Nepenthes intentionally traps data-scraping bots in a never-ending loop of nonsense to waste computing power.

www.pcworld.com

fernandel · Jul 11, 2025

mer said:
A website for my other hobby (bamboo fly rods) has always had issues with bots and crawlers sucking up bandwidth, so they implemented the CloudFlare thing. It's similar to Captcha: asks you to verify "yes I am a human" before redirecting. Not sure how it's doing it, but I've run into issues where I'd hit that every time I clicked a link, but it worked fine running Firefox in a private window. This is what the CloudFlare thing does, check the box and you get to the destination. Not sure if there are other options.
View attachment 23108

Try https://daemonforums.org/ ...the same

jbo@ · Jul 12, 2025

Phishfry said:
Why can't scraping be detected? Send them to LaBrea tarpit. They can fingerprint browsers but not detect somebody ripping off whole sites?

Tarpitting still allows a scraper to collect the information without incurring any significant cost on them (compared to proof-of-work solution that solutions like Anubis).
Furthermore, tarpitting is costly on the server side. The server still needs to allocate and manage the connection. Tarpits are basically a server side self-inflicted slowloris attack.

Phishfry said:
They can fingerprint browsers but not detect somebody ripping off whole sites?

Fingerprinting doesn't work well against non-human users/clients.

baaz said:
I'm still wondering that why can't they just bock the IP ranges? Is it a whac-a-mole type of situation?

Anyone who's seriously in the scraping business has truckloads of IP addresses, used different clients with different geolocations to spread the load - some are reportedly using bot nets. Blocking IP addresses does absolutely nothing and negatively influences legitimate users of your service.

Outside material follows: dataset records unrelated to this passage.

PR #238, opened 2021-11-25
Extend jplag for specifying multiple root directories

Alberth289346:
Stacked on the previous patch, but only cc7d854e0ebd5dd2e42dcbcd41a90b44132c27ba is relevant.
It's not finished yet, but the idea is that you can specify several directories instead of just one.

Known things that are missing:
- The argparse library doesn't know yet it should allow multiple cli arguments. It's a solved problem though, just didn't add it yet.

kent_dorfman766 · Jul 12, 2025

mer said:
A website for my other hobby (bamboo fly rods) has always had issues with bots and crawlers sucking up bandwidth, so they implemented the CloudFlare thing. It's similar to Captcha: asks you to verify "yes I am a human" before redirecting. Not sure how it's doing it, but I've run into issues where I'd hit that every time I clicked a link, but it worked fine running Firefox in a private window. This is what the CloudFlare thing does, check the box and you get to the destination. Not sure if there are other options.
View attachment 23108

My guess is the amount of time it takes you to click, combined with the click not being centered in the box makes it non-deterministic, and I'd assume the bot would be too consistent.

astyle · Jul 12, 2025

Ooh, ooh, I suffer through those Cloudflare-triggered captchas more often than I ever have in the past, and sometimes they don't let me through. But now the investment in extra bandwidth capacity by the ISPs is beginning to make sense to me after reading this thread. Although, sometimes it helps to clear the browser cache to avoid getting hit too bad by this. I'm sometimes reluctant to do that, but then I'm reminded that clearing browser cache is not a bad security practice, and re-authentication in places is a small price to pay.

mer said:
A website for my other hobby (bamboo fly rods)

This brings back memories of my childhood... bamboo fly rods used to be premium stuff, and if you could not afford it, you just used whatever you can find in the nearby forest... but I digress.

drhowarddrfine · Jul 12, 2025

jbo@ said:
scrapper

scraper and scraping

Phishfry · Jul 12, 2025

astyle said:
Ooh, ooh, I suffer through those Cloudflare-triggered captchas more often than I ever have in the past, and sometimes they don't let me through

Yes me too. Jump through the hoops and still denied.
Accessing websites via dialup was faster.

mer · Jul 12, 2025

Phishfry said:
Yes me too. Jump through the hoops and still denied.
Accessing websites via dialup was faster.

Try the same website but from a Firefox private window. Not sure what the difference is but that worked for me on a site that basically got stuck in a loop trying to log in.